Kernel: SageMath 7.2.rc1

Kruskal-Szekeres coordinates and Carter-Penrose diagram of Schwarzschild spacetime

This Jupyter/SageMath worksheet is relative to the lectures Geometry and physics of black holes

These computations are based on SageManifolds (v0.9)

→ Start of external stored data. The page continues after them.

PR #17886, opened 2023-09-28
Throw QuoteDetailsReloadQueryEvent before fetching quote details

Larisa-Staroverova:


feature-libs/quote/core/facade/quote.service.ts
```diff
@@ -479,7 +479,10 @@ export class QuoteService implements QuoteFacade {
       map(([isLoading, state]) => ({
         ...state,
         loading: state.loading || isLoading,
-      }))
+      })),
+      tap(() => {
```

Click here to download the worksheet file (ipynb format). To run it, you must start SageMath with the Jupyter notebook, with the command sage -n jupyter

First we set up the notebook to display mathematical objects using LaTeX formatting:

In [1]:

%display latex

Spacetime

We declare the spacetime manifold $M$ :

In [2]:

M = Manifold(4, 'M')
print(M)

4-dimensional differentiable manifold M

The ingoing Eddington-Finkelstein domain

The domain of ingoing Eddington-Finkelstein coordinates $(\tilde t, r, \theta, \phi)$ :

In [3]:

M_EF = M.open_subset('M_EF', latex_name=r'M_{\rm EF}')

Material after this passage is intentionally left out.